--- ENTRIES SUPPLIED ---
PR #2675, opened 2024-12-11
sentry: use webpack plugin for injecting (HMS-5179)

croissanne:
Rationale is the same as in  #2662, but we need the module metadata for correct routing. None of these values are actually secret, only the auth token is. And turns out that the webpack plugin justs injects and doesn't upload in case we don't specify the auth token, so that's nice.<br/><br/>JIRA: [HMS-5179](https://issues.redhat.com/browse/HMS-5179)

### DIFF
--- a/ci.sh
+++ b/ci.sh
@@ -13,7 +13,6 @@ if [ "$IS_PR" == true ]; then
 else
     export BETA=false
     build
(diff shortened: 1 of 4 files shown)


regexowl (approved):
:rocket:

PR #4547, opened 2026-06-17
tests: add image mode boot test

jlsherrill:
adds a boot test for RHEL image mode qcow2

HMS-10562


regexowl (approved):
Thanks! Looks good to me

PR #4553, opened 2026-06-19
Fix blueprint import failing with duplicate custom repositories (HMS-10697)

kingsleyzissou:
## Summary

Fix blueprint import failing when custom repositories already exist in the user's content sources. The `bulk_import` endpoint errors if any repo URLs are duplicates, causing the entire repository import to fail silently. This PR pre-filters existing repos so only genuinely new ones are sent to `bulk_import`.

## Changes

- Query existing repositories by URL before calling `bulk_import`, partitioning into existing vs new repos
- Only send genuinely new repos to the `bulk_import` endpoint, avoiding the duplicate URL error
- Widen `mapToCustomRepositories` to accept both list and import response types, enabling reuse for existing repo mapping
- Export `useLazyListRepositoriesQuery` from the content sources API for imperative repo lookups
- Gracefully return already-existing repos even if the bulk import of new repos fails

### DIFF
--- a/src/Components/Blueprints/tests/ImportBlueprintModal.test.tsx
+++ b/src/Components/Blueprints/tests/ImportBlueprintModal.test.tsx
@@ -1,0 +1,337 @@
+import React from 'react';
+
+import { screen, waitFor } from '@testing-library/react';
+import userEvent from '@testing-library/user-event';
+
+import { server } from '@/test/mocks/server';
+import { renderWithRedux } from '@/test/testUtils';
+
+import {
+  createBlueprintJson,
+  createFetchHandler,
+  existingRepo,
+  fetchMock,
+} from './mocks';
+
+import { ImportBlueprintModal } from '../ImportBlueprintModal';
+
+fetchMock.enableMocks();
+
+const mockAddNotification = vi.fn();
+vi.mock(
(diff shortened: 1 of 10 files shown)


src/Components/Blueprints/tests/ImportBlueprintModal.test.tsx
```diff
@@ -0,0 +1,337 @@
...
+  });
+
+  test('imports all repos when none already exist', async () => {
+    const newRepoUrl = 'http://brand-new.repo.example.com/x86_64/';
+    const importedRepo = {
+      uuid: 'new-uuid-1',
+      url: newRepoUrl,
+      name: 'brand-new-repo',
+      warnings: [],
+    };
```
regexowl, line 122: Just a nitpick - this appears twice in the tests, could be maybe moved to fixtures. But wouldn't block on this.

regexowl (approved):
Nice!

src/Components/Blueprints/tests/ImportBlueprintModal.test.tsx
kingsleyzissou: Good point, I'll create a quick follow up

--- EXERCISE PROMPT ---
Would you filter the entries above and keep each line that has the word "files"?

--- YOUR RESPONSE ---
(diff shortened: 1 of 4 files shown)
(diff shortened: 1 of 10 files shown)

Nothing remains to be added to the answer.